> _Task_: Once the line containing "Fix ustring issue flagged by ubsan" is found in the records below, return it and each following line exactly, up to and including the line containing "on name, but", and nothing else.

> _Available data_:
------------

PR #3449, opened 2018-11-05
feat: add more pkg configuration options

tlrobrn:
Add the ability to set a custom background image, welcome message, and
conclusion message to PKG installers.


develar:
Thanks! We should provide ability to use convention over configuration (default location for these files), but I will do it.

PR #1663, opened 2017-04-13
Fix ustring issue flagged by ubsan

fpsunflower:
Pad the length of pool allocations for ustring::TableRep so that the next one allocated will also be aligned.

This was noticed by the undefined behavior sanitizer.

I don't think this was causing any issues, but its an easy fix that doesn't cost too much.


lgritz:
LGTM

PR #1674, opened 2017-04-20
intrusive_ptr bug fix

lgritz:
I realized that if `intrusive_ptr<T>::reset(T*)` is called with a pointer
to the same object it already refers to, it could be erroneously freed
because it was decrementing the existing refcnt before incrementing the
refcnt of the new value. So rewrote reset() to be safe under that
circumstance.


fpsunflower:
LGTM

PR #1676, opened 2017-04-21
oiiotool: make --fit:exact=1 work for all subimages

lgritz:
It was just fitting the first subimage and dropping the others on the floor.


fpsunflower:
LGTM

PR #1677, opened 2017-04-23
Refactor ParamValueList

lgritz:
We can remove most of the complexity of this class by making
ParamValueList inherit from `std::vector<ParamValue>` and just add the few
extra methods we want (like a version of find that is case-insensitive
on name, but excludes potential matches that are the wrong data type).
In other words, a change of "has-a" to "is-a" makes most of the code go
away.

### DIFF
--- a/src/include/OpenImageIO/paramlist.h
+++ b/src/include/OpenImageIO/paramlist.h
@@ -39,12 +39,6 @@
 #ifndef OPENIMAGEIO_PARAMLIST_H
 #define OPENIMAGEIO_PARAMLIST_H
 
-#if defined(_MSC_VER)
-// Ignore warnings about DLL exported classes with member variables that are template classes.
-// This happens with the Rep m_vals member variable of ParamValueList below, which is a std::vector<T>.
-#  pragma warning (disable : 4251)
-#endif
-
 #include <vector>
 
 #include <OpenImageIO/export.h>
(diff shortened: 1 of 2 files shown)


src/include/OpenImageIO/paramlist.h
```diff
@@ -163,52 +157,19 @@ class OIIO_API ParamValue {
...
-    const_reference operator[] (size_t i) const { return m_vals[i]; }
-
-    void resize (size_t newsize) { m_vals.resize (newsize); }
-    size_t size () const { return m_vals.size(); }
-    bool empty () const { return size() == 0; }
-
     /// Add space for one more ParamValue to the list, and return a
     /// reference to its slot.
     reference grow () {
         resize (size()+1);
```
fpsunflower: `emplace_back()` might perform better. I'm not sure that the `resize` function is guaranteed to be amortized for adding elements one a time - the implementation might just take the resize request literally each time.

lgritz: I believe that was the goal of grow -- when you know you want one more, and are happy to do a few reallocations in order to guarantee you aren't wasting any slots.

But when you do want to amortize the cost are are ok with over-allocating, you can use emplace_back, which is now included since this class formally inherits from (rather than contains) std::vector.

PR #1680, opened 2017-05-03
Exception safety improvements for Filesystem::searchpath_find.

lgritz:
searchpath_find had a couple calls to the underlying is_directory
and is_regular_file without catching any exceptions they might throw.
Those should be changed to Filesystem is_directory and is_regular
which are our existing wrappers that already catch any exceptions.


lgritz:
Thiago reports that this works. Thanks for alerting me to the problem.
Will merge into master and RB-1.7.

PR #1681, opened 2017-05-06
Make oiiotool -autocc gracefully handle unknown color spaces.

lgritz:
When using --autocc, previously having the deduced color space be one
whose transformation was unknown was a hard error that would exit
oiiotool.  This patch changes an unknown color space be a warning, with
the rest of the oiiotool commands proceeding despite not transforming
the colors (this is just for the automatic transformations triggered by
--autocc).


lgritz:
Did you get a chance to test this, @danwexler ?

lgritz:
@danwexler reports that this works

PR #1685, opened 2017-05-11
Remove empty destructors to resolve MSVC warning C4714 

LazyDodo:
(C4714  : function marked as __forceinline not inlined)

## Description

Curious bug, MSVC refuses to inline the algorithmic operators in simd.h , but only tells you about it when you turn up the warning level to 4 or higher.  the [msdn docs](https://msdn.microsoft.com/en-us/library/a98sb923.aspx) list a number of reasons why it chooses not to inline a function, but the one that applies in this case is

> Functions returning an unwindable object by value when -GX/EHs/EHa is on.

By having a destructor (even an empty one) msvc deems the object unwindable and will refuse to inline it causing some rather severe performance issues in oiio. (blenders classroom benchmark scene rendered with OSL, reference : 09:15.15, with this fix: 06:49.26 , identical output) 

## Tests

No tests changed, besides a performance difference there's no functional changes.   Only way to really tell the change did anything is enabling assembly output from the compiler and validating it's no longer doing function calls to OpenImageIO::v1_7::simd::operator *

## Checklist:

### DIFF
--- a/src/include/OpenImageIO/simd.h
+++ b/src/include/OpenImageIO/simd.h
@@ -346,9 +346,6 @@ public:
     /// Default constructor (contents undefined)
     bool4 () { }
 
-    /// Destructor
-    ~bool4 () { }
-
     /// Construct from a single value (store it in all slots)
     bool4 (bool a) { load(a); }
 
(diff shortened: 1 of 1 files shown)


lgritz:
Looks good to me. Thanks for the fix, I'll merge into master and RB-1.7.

------------

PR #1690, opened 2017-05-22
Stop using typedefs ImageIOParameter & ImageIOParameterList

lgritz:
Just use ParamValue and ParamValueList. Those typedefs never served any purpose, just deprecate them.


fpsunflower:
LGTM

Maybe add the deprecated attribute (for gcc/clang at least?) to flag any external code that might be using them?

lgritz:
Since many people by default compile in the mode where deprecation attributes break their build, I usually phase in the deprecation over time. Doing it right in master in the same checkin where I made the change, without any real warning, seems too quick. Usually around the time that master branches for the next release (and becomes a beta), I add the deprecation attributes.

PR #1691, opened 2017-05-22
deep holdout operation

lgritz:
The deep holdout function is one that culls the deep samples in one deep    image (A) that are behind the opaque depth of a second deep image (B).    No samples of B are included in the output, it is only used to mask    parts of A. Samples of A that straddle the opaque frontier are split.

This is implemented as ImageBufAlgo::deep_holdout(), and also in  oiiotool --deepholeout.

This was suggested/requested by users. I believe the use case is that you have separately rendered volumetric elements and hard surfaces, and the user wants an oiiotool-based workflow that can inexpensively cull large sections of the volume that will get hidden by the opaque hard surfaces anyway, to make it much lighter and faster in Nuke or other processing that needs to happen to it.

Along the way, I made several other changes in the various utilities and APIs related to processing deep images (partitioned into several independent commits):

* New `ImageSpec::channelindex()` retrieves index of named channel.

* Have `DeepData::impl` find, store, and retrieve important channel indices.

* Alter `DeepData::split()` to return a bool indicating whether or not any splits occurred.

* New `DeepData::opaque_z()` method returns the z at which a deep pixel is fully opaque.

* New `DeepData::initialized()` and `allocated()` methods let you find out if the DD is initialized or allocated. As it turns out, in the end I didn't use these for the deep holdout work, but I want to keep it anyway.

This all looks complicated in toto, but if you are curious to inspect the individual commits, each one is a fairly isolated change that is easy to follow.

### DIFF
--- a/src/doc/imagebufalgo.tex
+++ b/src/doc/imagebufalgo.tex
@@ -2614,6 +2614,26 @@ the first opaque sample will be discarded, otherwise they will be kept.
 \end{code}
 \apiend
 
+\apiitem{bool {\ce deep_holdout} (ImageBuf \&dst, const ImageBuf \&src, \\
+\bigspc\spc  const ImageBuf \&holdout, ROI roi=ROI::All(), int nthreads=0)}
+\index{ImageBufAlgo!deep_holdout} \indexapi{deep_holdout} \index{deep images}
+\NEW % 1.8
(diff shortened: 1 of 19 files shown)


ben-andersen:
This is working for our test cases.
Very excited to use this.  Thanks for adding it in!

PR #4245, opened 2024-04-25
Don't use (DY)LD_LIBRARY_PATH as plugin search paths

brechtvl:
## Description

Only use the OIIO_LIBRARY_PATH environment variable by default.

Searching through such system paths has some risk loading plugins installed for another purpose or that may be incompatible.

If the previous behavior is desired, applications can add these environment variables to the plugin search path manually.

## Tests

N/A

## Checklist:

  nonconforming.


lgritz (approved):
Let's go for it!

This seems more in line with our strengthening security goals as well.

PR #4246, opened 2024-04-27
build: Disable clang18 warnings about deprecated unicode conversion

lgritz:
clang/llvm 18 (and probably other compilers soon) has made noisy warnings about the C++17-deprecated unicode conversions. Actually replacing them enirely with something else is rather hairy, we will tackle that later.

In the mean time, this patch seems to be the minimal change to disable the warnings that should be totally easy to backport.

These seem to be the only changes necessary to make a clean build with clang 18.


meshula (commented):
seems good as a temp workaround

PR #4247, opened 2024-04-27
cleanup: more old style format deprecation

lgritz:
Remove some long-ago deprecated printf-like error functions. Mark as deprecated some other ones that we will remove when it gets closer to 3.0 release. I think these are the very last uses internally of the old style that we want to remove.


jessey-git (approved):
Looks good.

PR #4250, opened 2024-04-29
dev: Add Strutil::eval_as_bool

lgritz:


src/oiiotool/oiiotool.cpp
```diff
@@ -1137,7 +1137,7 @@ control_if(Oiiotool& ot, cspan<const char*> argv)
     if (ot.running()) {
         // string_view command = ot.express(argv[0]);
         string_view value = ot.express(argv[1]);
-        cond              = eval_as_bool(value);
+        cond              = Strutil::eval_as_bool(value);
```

------------

> _Reply_:
Fix ustring issue flagged by ubsan

fpsunflower:
Pad the length of pool allocations for ustring::TableRep so that the next one allocated will also be aligned.

This was noticed by the undefined behavior sanitizer.

I don't think this was causing any issues, but its an easy fix that doesn't cost too much.


lgritz:
LGTM

PR #1674, opened 2017-04-20
intrusive_ptr bug fix

lgritz:
I realized that if `intrusive_ptr<T>::reset(T*)` is called with a pointer
to the same object it already refers to, it could be erroneously freed
because it was decrementing the existing refcnt before incrementing the
refcnt of the new value. So rewrote reset() to be safe under that
circumstance.


fpsunflower:
LGTM

PR #1676, opened 2017-04-21
oiiotool: make --fit:exact=1 work for all subimages

lgritz:
It was just fitting the first subimage and dropping the others on the floor.


fpsunflower:
LGTM

PR #1677, opened 2017-04-23
Refactor ParamValueList

lgritz:
We can remove most of the complexity of this class by making
ParamValueList inherit from `std::vector<ParamValue>` and just add the few
extra methods we want (like a version of find that is case-insensitive
on name, but excludes potential matches that are the wrong data type).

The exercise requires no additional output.